3.3. Membrane Disruption and ROS Generation

The antibacterial mechanism of NPs or nanocomposites generally depends on their ability to disrupt the bacterial cell membrane, along with ROS production and are widely accepted antibacterial mechanisms to kill bacterial pathogens [41]. Hence, the possible antibacterial mechanism of the ZPBA nanocomposite was evaluated by SEM image analysis of the morphological changes in A. baumannii (Figure 4) after treatment with ZPBA. Compared to a smooth surface without membrane disruption of untreated A. baumannii cells (Figure 4a), ZPBA-treated A. baumannii cells (ATCC 19606) were more aggregated with a disrupted membrane structure (Figure 4b). The synergistic nature of the ZPBA nanocomposite can be attributed to its antibacterial potential, as BP [42], ZnO [43] and Ag [19] have their own membrane disruption ability. Since all the above materials are known to produce higher amounts of ROS species in bacterial killing as frequently reported [19,41], additionally, ROS production from different samples was measured against TIG-R (Figure 5). The results showed that all materials generated a higher amount of ROS than the control.

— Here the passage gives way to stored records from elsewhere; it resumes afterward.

PR #5695, opened 2023-08-16
fix: Incorrect error shown to user when connection limit is reached

tommoor:
Reported through support that the error was confusing in this condition.


server/collaboration/ConnectionLimitExtension.ts
```diff
@@ -6,28 +6,36 @@ import {
...
 import { trace } from "@server/logging/tracing";
+import { TooManyConnections } from "./CloseEvents";
 
 @trace()
 export class ConnectionLimitExtension implements Extension {
   /**
    * Map of documentId -> connection count
    */
-  connectionsByDocument: Map<string, number> = new Map();
+  connectionsByDocument: Map<string, Set<string>> = new Map();
```
tommoor, line 16: Updated to track `socketId` instead of a number

PR #5741, opened 2023-08-28
Use "Inter" as default typeface

tommoor:
As SF Pro and Inter are quite similar this is mainly being done for the non-Mac platforms out there.


shared/editor/components/Styles.ts
```diff
@@ -285,9 +285,6 @@ width: 100%;
   word-wrap: break-word;
   white-space: pre-wrap;
   white-space: break-spaces;
-  -webkit-font-variant-ligatures: none;
-  font-variant-ligatures: none;
-  font-feature-settings: "liga" 0; /* the above doesn't seem to work in Edge */
```
tommoor, line 290: Ligatures are on by default in Inter

tommoor:
Merging for now, I _may_ revert this on Mac and only use Inter on Windows/Linux as they have no decent system fonts.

As seen in Figure 5, the BP nanosheet or Ag incorporation into ZP retained ZP’s ability to produce ROS. However, the ROS production from the ZPBA nanocomposite was less than that of the other nanocomposites. This result cannot warrant that the higher antibacterial activity of ZPBA compared to the other nanocomposites mainly originated from ROS generation. The above results suggest that the combined action of ZPBA by membrane disruption and ROS generation is a potential mechanism to kill bacterial cells, although the exact mechanism of ZPBA’s selective action against TIG-R A. baumannii remains challenging.

4. Conclusions

In this study, we synthesized ZnO and Ag NPs immobilized on BP NS, referred to as ZPBA, using a low-temperature solution process. ZPBA showed excellent potential for antibacterial activity against critically detrimental pathogens to human health, i.e., A. baumannii strains. In particular, ZPBA is better for an A. baumannii strain that is resistant to tigecycline, last-resort antibiotics against A. baumannii infection, resulting in bacterial death through the combination of membrane disruption and ROS generation mechanism. The BP in ZPBA acted as a green reductant to synthesize Ag NP without the addition of any surfactant. This work highlights the potential of Ag NP and BP NS as synergistic components in ZPBA nanocomposite action against the killing of A. baumannii, especially the TIG-R strains.